Collected data:
————————

PR #38, opened 2019-11-29
Wip/hughsie/tmp

hughsie:


meson.build
```diff
@@ -102,12 +102,17 @@ add_project_link_arguments(
...
 )
 
-prefix = get_option('prefix')
-
-libexecdir = join_paths(prefix, get_option('libexecdir'))
-datadir = join_paths(prefix, get_option('datadir'))
-installed_test_bindir = join_paths(libexecdir, 'installed-tests', meson.project_name())
-installed_test_datadir = join_paths(datadir, 'installed-tests', meson.project_name())
+if host_machine.system() == 'windows'
+  libexecdir = '.'
```
superm1: Shouldn't this actually still be get_option? Although in practice I guess we would be using '.'

hughsie: Yes, I guess using get_option does allow us to control this better. I've fixed this, thanks.

PR #40, opened 2019-11-29
Ignore adaptors added with xb_builder_source_add_converter()

hughsie:
There are lots of corner cases I don't want to support with this legacy,
long deprecated API.


hughsie:
> What do you think about putting warnings in the deprecated functions so that any use is noted?

I guess that makes sense, thanks. Fixed.

PR #42, opened 2020-02-24
Wip/hughsie/xb query flag reverse

hughsie:


src/xb-query.c
```diff
@@ -145,6 +146,41 @@ xb_query_set_limit (XbQuery *self, guint limit)
...
+ *
+ * Returns: #XbQueryFlags, default %XB_QUERY_FLAG_NONE
+ *
+ * Since: 0.1.15
+ **/
+XbQueryFlags
+xb_query_get_flags (XbQuery *self)
+{
+	XbQueryPrivate *priv = GET_PRIVATE (self);
+	g_return_val_if_fail (XB_IS_QUERY (self), 0);
```
superm1: Shouldn't this be explicitly `XB_QUERY_FLAG_NONE`?

PR #43, opened 2020-02-27
Add xb_builder_source_add_simple_adapter

djcampello:
This new function allows to specify an output_content_type for an
adapter in order to avoid sniffing mime types when that is not possible.

### DIFF
--- a/src/xb-builder-source.c
+++ b/src/xb-builder-source.c
@@ -36,6 +36,7 @@ typedef struct {
 	XbBuilderSourceAdapterFunc	 func_adapter;
 	gpointer			 user_data;
 	GDestroyNotify			 user_data_free;
+	gboolean			 is_simple;
 } XbBuilderSourceAdapter;
 
 static XbBuilderSourceAdapter *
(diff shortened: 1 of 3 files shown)


src/xb-builder-source.c
```diff
@@ -316,24 +317,26 @@ xb_builder_source_add_converter (XbBuilderSource *self,
...
-			       const gchar *content_types,
-			       XbBuilderSourceAdapterFunc func,
-			       gpointer user_data,
-			       GDestroyNotify user_data_free)
+xb_builder_source_add_simple_adapter (XbBuilderSource *self,
+				      const gchar *content_types,
+				      XbBuilderSourceAdapterFunc func,
+				      gpointer user_data,
+				      GDestroyNotify user_data_free,
+				      const gchar *output_content_type)
```
hughsie: I can't see a use case for the `output_content_type` -- if it's simple it's always going to be `application/xml`, no? You could just set a `gboolean` in `XbBuilderSourceAdapter`

djcampello: Done... Thanks!

PR #45, opened 2020-03-21
tests: Make the build reproducible

bigon:


bigon:
The LGTM test fails due to:

> [2020-03-21 12:41:38] [build] meson.build:1:0: ERROR: Meson version is 0.51.2 but project requires >=0.52.0

hughsie:
I tried and failed to build meson from pip here: https://github.com/hughsie/libxmlb/pull/46 -- ideas very welcome :(

hughsie:
We only have meson 0.49.2 in RHEL 8 -- is there any way of changing this patch to use that version instead?

superm1:
It looks like environment() was added in 0.35.0:
https://github.com/mesonbuild/meson/commit/2a030e33f3c000134fd0d19204133befcae338c2
Maybe we should do a try specifically with RHEL 8's 0.49.2 to see that there is no regression from behavior of `environment()`

hughsie:
I've opened an alternative version here which uses the same trick as libjcat: https://github.com/hughsie/libxmlb/pull/68

PR #46, opened 2020-03-22
trivial: Install meson using pip for LGTM

hughsie:


superm1:
This looks like it actually works properly, should it merge now so that #45 can merge too?

hughsie:
I'm concerned about accidentally depending on newer features that the 0.49.2 we have in RHEL 8.

PR #48, opened 2020-04-02
Don’t allocate opcodes individually

pwithnall:
On a simple test of loading gnome-software and switching between a
couple of categories, this reduces calls to `g_slice_new0()` from around
21 million to around 5 million.

### DIFF
--- a/README.md
+++ b/README.md
@@ -22,7 +22,7 @@ the text XML data where a lot of the tag content is duplicated, but can actually
 be larger than the original XML file. This isn't important; the fast query speed
 and the ability to mmap strings without copies more than makes up for the larger
 on-disk size. If you want to compress your XML, this library probably isn't for
-you -- just use gzip -- its gives you an almost a perfect compression ratio for
+you -- just use gzip -- it gives you an almost a perfect compression ratio for
 data like this.
 
 For example:
--- a/meson.build
+++ b/meson.build
@@ -27,7 +27,7 @@ configinc = include_directories('.')
 
 # get suported warning flags
 warning_flags = [
-  '-Waggregate-return',
+  '-Wno-aggregate-return',
   '-Wunused',
   '-Warray-bounds',
   '-Wcast-align',
--- a/src/libxmlb.map
+++ b/src/libxmlb.map
@@ -95,12 +95,6 @@ LIBXMLB_0.1.1 {
     xb_machine_parse;
     xb_machine_run;
     xb_machine_set_debug_flags;
-    xb_machine_stack_pop;
-    xb_machine_stack_push;
-    xb_machine_stack_push_integer;
-    xb_machine_stack_push_text;
-    xb_machine_stack_push_text_static;
-    xb_machine_stack_push_text_steal;
     xb_opcode_cmp_str;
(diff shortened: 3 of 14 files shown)


pwithnall:
I‘m putting this here for discussion — it’s not ready to merge. It is in a state where gnome-software will run, with better performance, though.

Essentially, this changes `XbOpcode` to be allocated directly inside the `XbStack` rather than as individual heap allocations. This is good, because opcodes are not really passed around outside stacks, and are created and destroyed very frequently. (In my simple test of loading gnome-software and changing between categories a few times, `xb_stack_push()` is called 30 million times.)

It reduces the number of calls to `g_slice_alloc0()` from around 21 million to around 5 million. Further improvements may be possible with a bit more work.

If the general approach looks reasonable, I can tidy it up and get it ready for actual review and merging. I assume that I can’t break libxmlb’s API/ABI (currently, the patch does, but only for expediency; I can make sure it doesn’t by the time it’s ready for review). If it *is* actually OK to break API, then that would make things a lot easier, and I can drop a load of compatibility code from `XbOpcode` for supporting allocated opcodes.

hughsie:
Sounds like a nice thing to try. I don't think we need to be too precious with the internal API, even if exported. If we have to make changes to fwupd or gnome-software then that would NAK it, but stubbing out internal functions as NOP for the ABI checker is perfectly fine. I guess I care more about raw speed than the number of allocs, although I'm guessing there's some speedup not calling into the allocator so much. I'd certainly prefer a cleaner internal API than being precious about compat.

hughsie:
I've added you as a collaborator. If you can move this branch to origin/wip/pwithnall/opcode-allocations I can jump in and fix up any style issues for you.

pwithnall:
Thanks! Currently in the middle of a release crunch at the moment, but I will get back to this to push it forward in the next few days.

pwithnall:
> I've added you as a collaborator. If you can move this branch to origin/wip/pwithnall/opcode-allocations I can jump in and fix up any style issues for you.

Moving the branch would mean closing this PR and creating a new one, which isn’t ideal. I’ve ticked the “Allow edits from maintainers” tickbox, so you [should be able to push directly to the branch on my fork](https://help.github.com/en/github/collaborating-with-issues-and-pull-requests/allowing-changes-to-a-pull-request-branch-created-from-a-fork).

pwithnall:
I’m starting to rework this now. So much for “get back to this … in the next few days”, sorry :(

pwithnall:
I’ve pushed my progress so far, so it’s saved somewhere. Next step is getting the tests working again (I had disabled them before), and working out the API tests. This isn’t ready for review yet. I’ll continue tomorrow.

pwithnall:
Right, it’s ready for initial review! I couldn’t really find a way to split out the bulk of the changes, so it’s a single mega-commit. There are probably some rough edges.

I’ve arbitrarily assumed that new API and deprecated API are being given version 0.2.0. That can change.

Grab me on IRC next week if you want to talk through the changes in real time, if that helps!

pwithnall:
Rebased and merged as #49.

PR #49, opened 2020-04-27
Do not allocate opcodes individually

hughsie:
On a simple test of loading gnome-software and switching between a couple of
categories, this reduces calls to `g_slice_new0()` from around 21 million to
around 5 million.

It reduces the time to show (refine) the ‘Games’ category from around 9s to
around 5s the first time it’s shown (in a very unrigorous test).

This makes `XbOpcode` stack-only, and removes all API which requires it to be
heap-allocated. For the most part, this only requires mechanical changes in the
rest of the codebase to operate on stack-allocated opcodes, removing one layer
of indirection in some places.

The largest other change needed was to rewrite the optimiser to avoid using
`GArray`, as tracking the ownership of `XbOpcode`s through several different
`GArray`s was getting too complex. The new implementation of the optimiser
works as before, except it only uses one helper stack rather than a helper
stack and two temporary arrays. This brings its own inherent performance
benefits, as around 5 million XPath queries are done when gnome-software starts
up, so making the optimiser run quickly is important.

This ABI breaks API and ABI, and thus also bumps soname.

### DIFF
--- a/contrib/libxmlb.spec.in
+++ b/contrib/libxmlb.spec.in
@@ -24,10 +24,6 @@ BuildRequires: python-setuptools
 # needed for the self tests
 BuildRequires: shared-mime-info
 
-%if 0%{?rhel} < 8
-BuildRequires: python34
-%endif
-
 Requires: glib2%{?_isa} >= %{glib2_version}
 Requires: shared-mime-info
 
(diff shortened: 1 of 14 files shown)


pwithnall:
Those two new commits (245d6e1 and 080961d) LGTM.

hughsie:
@pwithnall I'm basically happy with this now. Can you see any other API we should remove based on your refactoring?

hughsie:
(I forgot to say, with this branch installed the fwupd and gnome-software tests still pass too)

pwithnall:
> @pwithnall I'm basically happy with this now. Can you see any other API we should remove based on your refactoring?

Nope, LGTM!

pwithnall:
Thanks a lot for taking the time to review this, tweak it, and get it merged so quickly! :)

PR #52, opened 2020-05-29
xb-builder-source-ctx: Store a GFile for the source too

pwithnall:
As well as an input stream for reading the source, store a `GFile`
pointing to the on-disk file which backs the source, if possible.

This allows callers to load the source data directly from disk, which
may be more efficient than streaming it in, and will almost certainly be
more efficient than allocating a 128MB GBytes buffer and reading it all
at once. For example, a caller could memory map moderately sized files.

This adds new API, and breaks some internal API.

### DIFF
--- a/src/xb-builder-source-ctx-private.h
+++ b/src/xb-builder-source-ctx-private.h
@@ -12,7 +12,8 @@
 
 G_BEGIN_DECLS
 
-XbBuilderSourceCtx *xb_builder_source_ctx_new		(GInputStream		*istream);
+XbBuilderSourceCtx *xb_builder_source_ctx_new		(GFile			*file,
+							 GInputStream		*istream);
 void		 xb_builder_source_ctx_set_filename	(XbBuilderSourceCtx	*self,
 							 const gchar		*filename);
 gchar		*xb_builder_source_ctx_get_content_type	(XbBuilderSourceCtx	*self,
--- a/src/xb-builder-source-ctx.c
+++ b/src/xb-builder-source-ctx.c
@@ -85,7 +85,7 @@ _g_input_stream_read_bytes_in_chunks (GInputStream *stream,
  *
  * Returns the data currently being processed.
  *
- * Returns: (transfer none): a #GInputStream
+ * Returns: (transfer full): a #GBytes
  *
  * Since: 0.1.7
  **/
@@ -110,7 +110,7 @@ xb_builder_source_ctx_get_bytes (XbBuilderSourceCtx *self,
  *
  * Returns the basename of the file currently being processed.
  *
- * Returns: a basename, or %NULL if unset
+ * Returns: (transfer none) (nullable): a basename, or %NULL if unset
  *
  * Since: 0.1.7
  **/
@@ -125,11 +125,13 @@ xb_builder_source_ctx_get_filename (XbBuilderSourceCtx *self)
 /**
  * xb_builder_source_ctx_get_content_type:
  * @self: a #XbBuilderSourceCtx
+ * @cancellable: a #GCancellable, or %NULL
+ * @error: the #GError, or %NULL
  *
  * Returns the content type of the input stream currently being
  * processed.
  *
- * Returns: (transfer full): a content type (e.g. `application/x-desktop`), or %NULL
+ * Returns: (transfer full): a content type (e.g. `application/x-desktop`), or %NULL on error
  *
  * Since: 0.1.7
  **/
@@ -192,7 +194,7 @@ xb_builder_source_ctx_class_init (XbBuilderSourceCtxClass *klass)
 
 /**
  * xb_builder_source_ctx_new:
- * @element: An element name, e.g. "component"
+ * @istream: (transfer none): Input stream to load the source from
  *
  * Creates a new builder source_ctx.
  *
--- a/src/xb-builder-source-ctx.c
+++ b/src/xb-builder-source-ctx.c
@@ -86,6 +86,10 @@ _g_input_stream_read_bytes_in_chunks (GInputStream *stream,
  *
  * Returns the data currently being processed.
  *
+ * If the #XbBuilderSourceCtx is backed by a file, the returned #GBytes may be
+ * memory-mapped, and the backing file must not be modified until the #GBytes is
+ * destroyed.
+ *
  * Returns: (transfer full): a #GBytes
  *
  * Since: 0.1.7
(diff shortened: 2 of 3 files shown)


pwithnall:
Used in gnome-software here: https://gitlab.gnome.org/GNOME/gnome-software/-/merge_requests/464

pwithnall:
Rebased and updated for the 0.3.0 release. No other changes, since the discussion in https://gitlab.gnome.org/GNOME/gnome-software/-/merge_requests/464 didn’t seem to go anywhere that I could figure out.

It would be good to get this (or an alternative) fix for the problem in https://gitlab.gnome.org/GNOME/gnome-software/-/merge_requests/464 into the libxmlb 0.3.0 release.

hughsie:
Alternate proposal in https://github.com/hughsie/libxmlb/pull/76

pwithnall:
I think memory mapping is the right way to go for this, as that avoids all complication about heap allocation or growing a read buffer to the right size.

So from my POV this MR is still valid. If you’re working on this stuff now, I’m happy to iterate on the MR (and [the accompanying gnome-software one](https://gitlab.gnome.org/GNOME/gnome-software/-/merge_requests/464) right now to get this resolved.

hughsie:
The issue here is that XbBuilderSourceCtx is supposed to basically wrap a GInputStream -- it doesn't need to be backed by a GFile at all -- it could just be a lump of memory or the output of a decompressor. Could we use xb_builder_source_ctx_get_stream() and pass that to as_app_parse_input_stream()? I know the latter doesn't exist but I think that's the proper way to fix this if we don't want to either leak out the GFile or create a buffered blob of the stream.

pwithnall:
> The issue here is that XbBuilderSourceCtx is supposed to basically wrap a GInputStream -- it doesn't need to be backed by a GFile at all -- it could just be a lump of memory or the output of a decompressor.

The PR does take that into account: the `GFile` is nullable, and `get_bytes()` continues to work as before for streams which aren’t mmappable. mmapping is only an optimisation.

I’ve just pushed an update to this PR which implements mmapping within `get_bytes()` where possible. That means the [changes in gnome-software](https://gitlab.gnome.org/GNOME/gnome-software/-/merge_requests/464) are no longer needed (I don’t know why I didn’t do it this way in the first place). 

With this PR applied, setup on the `appstream` plugin in gnome-software takes 1.7s (as reported by the gnome-software logging for a cold start of gnome-software, zero repeats of the test). Without this PR (but with today’s libxmlb master, i.e. with your `_g_input_stream_read_bytes_in_chunks()` changes) it takes 1.8s. Without either (i.e. on libxmlb commit 6649575b61bdb006dae5680af916e37001baec4b), it takes 9.9s. So your chunk-loading changes are a huge win anyway. :partying_face: 

I could make further changes to this PR to drop the new `xb_builder_source_ctx_get_file()` public API since it’s no longer needed. The (private) changes to `xb_builder_source_ctx_new()` need to stay, though.

src/libxmlb.map
```diff
@@ -213,6 +213,7 @@ LIBXMLB_0.2.0 {
 
 LIBXMLB_0.3.0 {
   global:
+    xb_builder_source_ctx_get_file;
```
hughsie, line 216: i think nuke this

src/xb-builder-source-ctx-private.h
```diff
@@ -12,7 +12,8 @@
 
 G_BEGIN_DECLS
 
-XbBuilderSourceCtx *xb_builder_source_ctx_new		(GInputStream		*istream);
+XbBuilderSourceCtx *xb_builder_source_ctx_new		(GFile			*file,
+							 GInputStream		*istream);
```
hughsie, line 16: Maybe we add xb_builder_source_ctx_file_new() instead?

src/xb-builder-source-ctx.c
```diff
@@ -98,6 +123,23 @@ xb_builder_source_ctx_get_bytes (XbBuilderSourceCtx *self,
...
+	 * be modified during the lifetime of the returned #GBytes. */
+	if (priv->file != NULL) {
+		g_autoptr(GMappedFile) mapped_file = NULL;
+		g_autoptr(GError) error_local = NULL;
+		const gchar *filename = g_file_peek_path (priv->file);
+
+		mapped_file = g_mapped_file_new (filename, FALSE, &error_local);
+		if (mapped_file == NULL)
+			g_debug ("Failed to mmap ‘%s’: %s. Falling back to reading file.",
+				 filename, error_local->message);
```
hughsie, line 138: i dont think we need the g_debug personally.. but i like the mmap

src/xb-builder-source-ctx-private.h
pwithnall: Are you sure? I’d agree if `file` and `istream` were mutually exclusive, but `istream` is always required here, and `file` is optional (nullable). Making them separate functions would complicate the call in `xb-builder-source.c` — it’d go from
```
g_autoptr(XbBuilderSourceCtx) ctx = xb_builder_source_ctx_new (file, priv->istream);
```
to
```
g_autoptr(XbBuilderSourceCtx) ctx = NULL;
if (file != NULL)
  ctx = xb_builder_source_ctx_file_new (file, priv->istream);
else
  ctx = xb_builder_source_ctx_new (priv->istream);
```

hughsie: > Are you sure

I'm never sure! Maybe you're right.

src/xb-builder-source.c
```diff
@@ -471,6 +474,7 @@ xb_builder_source_get_istream (XbBuilderSource *self,
 			return NULL;
 		xb_builder_source_remove_last_extension (basename);
 		g_set_object (&priv->istream, istream_tmp);
+		file = NULL;
```
hughsie, line 477: this makes sense, but can you add a comment explaining how it's only valid for the "outer" one please -- then LGTM.

pwithnall: Good suggestion, done, thanks

src/xb-builder-source-ctx.c
```diff
@@ -98,6 +103,20 @@ xb_builder_source_ctx_get_bytes (XbBuilderSourceCtx *self,
...
+
+	/* Try mmap()ing the file first, as that avoids buffer allocation.
+	 * Note that this imposes the restriction that the backing file must not
+	 * be modified during the lifetime of the returned #GBytes. */
+	if (priv->file != NULL) {
+		g_autoptr(GMappedFile) mapped_file = NULL;
+		g_autoptr(GError) error_local = NULL;
+		const gchar *filename = g_file_peek_path (priv->file);
+
+		mapped_file = g_mapped_file_new (filename, FALSE, &error_local);
```
hughsie, line 115: I think nuke error_local not, i.e. -> NULL.

hughsie (approved):
tiny nit then LGTM, thanks!

src/xb-builder-source-ctx.c
pwithnall: Oops, yes!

————————

● Exercise brief: Filter the records for the word "transfer" and show every line that has it.

● Result for this task:
- * Returns: (transfer none): a #GInputStream
+ * Returns: (transfer full): a #GBytes
+ * Returns: (transfer none) (nullable): a basename, or %NULL if unset
- * Returns: (transfer full): a content type (e.g. `application/x-desktop`), or %NULL
+ * Returns: (transfer full): a content type (e.g. `application/x-desktop`), or %NULL on error
+ * @istream: (transfer none): Input stream to load the source from
  * Returns: (transfer full): a #GBytes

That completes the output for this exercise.